So, there’s a bandwagon effect. And this is super logical for many evolutionary reasons I won’t belabor here, but the TL;DR is that basically you don’t convince people to have kids by talking up their heroic sacrifices, you do it by finding a way to create a bandwagon effect where the social costs of having a kid fall a lot. This, by the way, is how religious people do it! In religious communities, it’s just “normal” to have more kids. Kids are around a lot at events. People have closer extended kin networks. Parents do a lot more alloparenting of each others’ kids. Religious communities create pronatal bandwagons by conferring moral prestige on familistic choices, and this drags social peers along. Religions do not in fact induce higher fertility by cultivating ethics of heroic parental sacrifice: quite the opposite, they much more often have strong norms punishing conspicuous consumption, discouraging doing too much for your kids, limiting helicopterism, etc.
Successful cultural pronatalism mostly depends on normalization, not valorization, of bigger families.
Pronatalism depends more on making childless people feel like the odd-man-out (talk to childless adults at church about this feeling sometime!) than making big families feel like heroes. So we should not assume that adding a hero cult to Western family norms will help much.
4.3 So what’s the greater good?
Describing the freedom-focused pronatalism approach, Stephanie H. Murray says:
This is a difficult position to trace out because, in a sense, I agree that people having fewer kids than they’d like is indeed a problem. Is it the problem, though? By that logic, if desired fertility fell to zero tomorrow, and people ceased having kids altogether, then all would be well, which is silly.
Again, it’s not clear she actually gets the argument she’s engaging with.
If people wanted zero children, yeah, that would super suck!
Also, I would be opposed to government-sponsored rape centers to achieve a higher birth rate! That would also be extremely bad!

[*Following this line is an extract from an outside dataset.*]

PR #3663, opened 2023-01-19
feat: Add arg to capture skips in the broker

ryan-blakley:
Check all that apply:

Added the --show-skips cli arg to trigger SkipComponents to be captured in the broker for troubleshooting purposes.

The point of focusing on what people want is not to say, “As long as we hit this number, everything is perfect and good.” It’s to just acknowledge the hard-won wisdom of history that trying to make women have kids they do not want is not a good thing. On abortion we can argue about if forcing an unwanted birth is allowable because there’s (according to pro-life people) a second life involved, but it’s hard to imagine anything other than the duty to prevent killing which could justify forcing a woman to carry an unwanted pregnancy. “But muh GDP” is definitely not a good enough reason.
If Americans decided to stop having kids, that would be awful.
But also, societies as collectivities can, do, and indeed should have a right to, decline.
I’m not saying I want my community to decline. I do not. And if tomorrow all the people of my hometown said, “Actually, Wilmore was a mistake. We’re all gonna move away,” I’d be extremely sad. But I’m not gonna send in the cops and be like, “No. Lyman has too many fond memories of a childhood in Wilmore to allow you to leave.”
More broadly, while we might consider financial subsidy to keep Wilmore alive, it’s hard to understand the exact justification for this if the people really do want to leave. If it’s the case that the people of Wilmore just don’t care to stay there longer, why should my love of Wilmore overrule their basic rights?
If the people of Korea just want to decline, that certainly seems really bad to me, not at all “well” as Stephanie H. Murray says, but also… they do have that right. We shouldn’t kidnap a minimum viable population of Koreans and keep them breeding in the name of preserving endangered ancestry lineages. If a society wants to end, we should let it, and efforts to keep it alive when its own members want it dead won’t work. Julian the Apostate had a major go at it, but when the ghost has left the machine, that’s it.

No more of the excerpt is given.